The Dead Man is live...and we couldn't be happier with the enthusiastic feedback we've been getting from readers already.

Lee


----------



## David McAfee (Apr 15, 2010)

I really enjoyed the first book in this series. Looking forward to #2.


----------



## LeeGoldberg (Jun 12, 2009)

tim290280 said:


> Just finished my copy this morning. Great read!
> 
> For anyone interested I'll have a review on my Goodreads page and blog soon.


Thanks for the great review of The Dead Man

HELL IN HEAVEN, the second book in the series, will be coming in the next few weeks.
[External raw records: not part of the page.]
PR #203, opened 2020-02-24
chore: ensure that transitive deps have the latest version selected

igorbernstein2:
This should mitigate diamond dependency issues.
Gradle and maven have different behaviors when resolving transitive dependency version conflicts. Gradle selects the greatest version, while maven picks the closest in the dependency hierarchy. For example:
Say http-client and google-auth-library pull in different versions of Apache commons logging at the same depth. Then which one your project gets depends on whether you depend on http-client first and google-auth-library second or vice versa.

This PR enforces that the resolution behavior remains consistent and will break the build.

Fixes issues like googleapis/google-http-java-client#981

### DIFF
--- a/google-cloud-bigtable/pom.xml
+++ b/google-cloud-bigtable/pom.xml
@@ -366,7 +366,7 @@
           </execution>
           <!-- Ensure that greatest version of each transitive dependency got selected -->
           <execution>
-            <id>enforce-dependencu-upper-bound</id>
+            <id>enforce-dependency-upper-bound</id>
             <configuration>
               <rules>
                 <requireUpperBoundDeps/>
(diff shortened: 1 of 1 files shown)


google-cloud-bigtable/pom.xml
```diff
@@ -363,6 +364,18 @@
               <goal>enforce</goal>
             </goals>
           </execution>
+          <!-- Ensure that greatest version of each transitive dependency got selected -->
+          <execution>
+            <id>enforce-dependencu-upper-bound</id>
```
elharo: dependency

igorbernstein2: thanks, fixed

PR #221, opened 2020-03-18
chore: clean up synth.py script with newer tooling

kolea2:


synth.py
```diff
@@ -86,32 +69,16 @@ def generate_data_api(gapic, license):
...
-  java.fix_proto_headers(library / f'proto-google-cloud-bigtable-v2')
-  # java.fix_grpc_headers(library / f'grpc-google-cloud-bigtable-v2', package_name)
-
-  ##todo replace with fix_grpc_headers
-  s.replace(
-      library / f'grpc-google-cloud-bigtable-v2/src/**/*.java',
-      f"package com.google.bigtable.v2;",
-      f"{license}package com.google.bigtable.v2;"
-  )
-  s.copy(library / f'gapic-google-cloud-bigtable-v2', 'google-cloud-bigtable/', excludes=excludes)
```
chingor13: The `java.gapic_library()` helper won't exclude these files

synth.py
```diff
@@ -86,32 +69,16 @@ def generate_data_api(gapic, license):
...
-      config_path='/google/bigtable/admin/artman_bigtableadmin.yaml',
-      artman_output_name='')
+def generate_admin_api(gapic):
+  java.gapic_library(
+        service='bigtable-admin',
+        version='v2',
+        config_pattern='/google/bigtable/admin/artman_bigtableadmin.yaml',
+        package_pattern='com.google.bigtable.v2',
+        gapic=gapic,
+  )
```
igorbernstein2: I don't think this will put these files in the right place. java-bigtable is a single artifact that contains clients for both admin & data. Which is why all of the explicit copies were added

PR #232, opened 2020-03-26
chore: Migrate bigtable synth.py to bazel

vam-google:


vam-google:
@chingor13 PTAL

synth.py
```diff
@@ -70,12 +73,12 @@ def generate_data_api(gapic):
   ]
 
   package_name = f'com.google.bigtable.v2'
-  java.fix_proto_headers(library / f'proto-google-cloud-bigtable-v2')
-  java.fix_grpc_headers(library / f'grpc-google-cloud-bigtable-v2', package_name)
+  java.fix_proto_headers(library / f'proto-google-cloud-bigtable-v2-java')
```
kolea2: I don't think these should be changing. This should have generated at least the changes found here: https://github.com/googleapis/java-bigtable/pull/222 which we have yet to merge in.

vam-google: Sorry, that was silly me. I updated the synth.py, but did not update my command to call synthtool, so I just generated java-gerafeas (the repo I was migrating before java-bigtable).

vam-google:
@kolea2 PTAL. I regenerated the files, and now it seems like there are a lot of changes, including breaking ones =(.

chingor13:
As an FYI, we added a `required` option to `s.copy()`/`s.move()` which will cause the command to fail if nothing was copied (as a sanity check)

kolea2:
@vam-google thanks! It looks like the same tests are failing in the other PR, I think we need to update a test. I'll take a look and let you know when this is good to come back to. Sorry for the inconvenience!

vam-google:
@kolea2 Friendly ping

vam-google:
Thanks @kolea2 Can we now merge it? (I don't have right to merge)

PR #249, opened 2020-04-15
chore: add IT args to nightly builds

kolea2:


.kokoro/nightly/integration.cfg
```diff
@@ -6,6 +6,11 @@ env_vars: {
   value: "gcr.io/cloud-devrel-kokoro-resources/java8"
 }
 
+env_vars: {
+    key: "INTEGRATION_TEST_ARGS"
+    value: "-P bigtable-emulator-it,bigtable-prod-it -Dbigtable.project=gcloud-devel -Dbigtable.instance=google-cloud-bigtable -Dbigtable.table=integration-tests"
```
gguuss, line 11: Should these be stored in the environment variables?

kolea2: This is how we invoke IT tests for presubmits - we can take a look at setting these elsewhere, but for now I'd like them to be consistent. https://github.com/googleapis/java-bigtable/blob/master/.kokoro/presubmit/integration.cfg#L9-L12

gguuss: Ack. LGTM then :)

PR #281, opened 2020-05-05
feat: add more context to row merging errors

igorbernstein2:
These errors should never happen. But if they do, it would very useful to get more context as to what rows triggered them


igorbernstein2:
Should be ready now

We'll have the cover posted on the DEAD MAN BLOG -- http://thedeadmanbooks.blogspot.com/ -- in a day or so.

By the way, some of the authors who will be writing future books in The Dead Man series include David McAfee, James Daniels, Mel Odom, Joel Goldman, James Reasoner, Bill Crider, Burl Barer, and Matt Witten.

Lee


----------



## Betsy the Quilter (Oct 27, 2008)

Congrats on the new book in the series, Lee!

Betsy


----------



## LeeGoldberg (Jun 12, 2009)

The Dead Man: Face of Evil, has been getting lots of attention lately, including:

Amazon's own Kindle blog....

http://www.kindlepost.com/2011/03/resurrecting-a-genre-with-a-dead-man.html

Pulp Serenade: http://www.pulpserenade.com/2011/03/dead-man-face-of-evil-by-lee-goldberg.html 

and

Permission to Kill http://permissiontokill.com/blog/2011/02/28/the-dead-man-face-of-evil/.

And we've added another writer, and Kindleboard regular, to our roster: Harry Shannon. Other writers of upcoming DEAD MAN books include David McAfee, Mel Odom, Marcus Pelegrimas, Bill Crider, James Reasoner, Joel Goldman, Burl Barer, Matthew Mayo, and Matt Witten.

Lee


----------



## LeeGoldberg (Jun 12, 2009)

tim290280 said:


> Just finished my copy this morning. Great read!
> 
> For anyone interested I'll have a review on my Goodreads page and blog soon.


A belated THANK YOU for the great review! It's much appreciated.

Lee


----------



## Harry Shannon (Jul 30, 2010)

This series looks like an absolute blast from the past. Can't wait for #2.


----------



## LeeGoldberg (Jun 12, 2009)

*THE DEAD MAN #2: RING OF KNIVES* by James Daniels and *THE DEAD MAN #3: HELL IN HEAVEN* are now available. *HELL IN HEAVEN* contains the first two chapters of David McAfee's *THE DEAD MAN #4: THE DEAD WOMAN*, which comes out in June.

Here's what some of the critics are saying about the series...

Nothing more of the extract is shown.